When I teach my instrumental analysis course, one of my favorite experiments is when the students receive a bottle of tonic water, and then are asked to collect urine samples after consuming it. Following a liquid–liquid extraction, levels of urinary quinine are determined via fluorescence spectroscopy. The experiment provides a great example of the adsorption, distribution, metabolism, excretion phenomenon important to pharmacology and toxicology. Before consuming the tonic water, students are asked to collect a urine sample to use as a blank, because urine may contain an endogenous compound that fluoresces on the shoulder of the quinine fluorescence band. Surprisingly, although the students collect, treat, and analyze the blank appropriately, they often do nothing with the data they obtain.
The concept of blanks-samples lacking the analyte of interest used to determine or track the source of contamination or sample degradation and taken through the analytical process-is somewhat straightforward. However, it was noted fairly recently that even ASTM International (via Committee D19) is still struggling with defining what constituents should be present (1). Because blanks are used to trace sources of artificially introduced contamination, it is important to consider their particular analysis, and any potential problems, in determining necessary blanks, and often more than one type of blank is needed.

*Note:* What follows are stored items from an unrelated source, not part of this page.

PR #1983, opened 2019-12-12
Refactor trn repo mtx holding time

adizaimi:
* Try to hold trn_repo_mtx for a smaller amount of time time while inserting trn
* Cleanup trn properly,

### DIFF
--- a/bdb/bdb_osqltrn.c
+++ b/bdb/bdb_osqltrn.c
@@ -340,7 +340,7 @@ bdb_osql_trn_t *bdb_osql_trn_register(bdb_state_type *bdb_state,
     trn = (bdb_osql_trn_t *)calloc(1, sizeof(bdb_osql_trn_t));
     if (!trn) {
         *bdberr = BDBERR_MALLOC;
-        goto done;
+        return NULL;
     }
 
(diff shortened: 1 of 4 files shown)


bdb/bdb_osqltrn.c
```diff
@@ -328,24 +337,24 @@ bdb_osql_trn_t *bdb_osql_trn_register(bdb_state_type *bdb_state,
...
     trn->shadow_tran = shadow_tran;
-    trn->trak = (trak & SQL_DBG_BDBTRN) || (trn_repo->trak);
-
     listc_init(&trn->bkfill_list, offsetof(bdb_osql_log_t, lnk));
 
+    Pthread_mutex_lock(&trn_repo_mtx);
+    if (!trn_repo) {
+        cleanup_trn(trn);
+        return NULL;
+    }
```
mistachkin: I'm a bit confused here.  When is this lock on trn_repo_mtx unlocked?

adizaimi: Bah, fixed. Was too hasty. Good news is it does not get triggered unless trn_repo is null which is at exit only.
Thanks for catching.

adizaimi:
Thank you Joe.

Blanks serve a vital role in quantitative analysis, and are often required by regulatory agencies as part of their quality control schemes. This month's column explores the various types of blanks, and their use to provide further insight to sample preparation schemes. For example, appropriate use of blanks recently solved a riddle in our laboratory. The source of errant peaks in an ultrahigh-pressure liquid chromatography (UHPLC) separation were difficult to identify until a solvent (reagent) blank was used, and it was determined that inexperienced researchers had introduced contamination directly into the source bottle of acetonitrile used in the analysis.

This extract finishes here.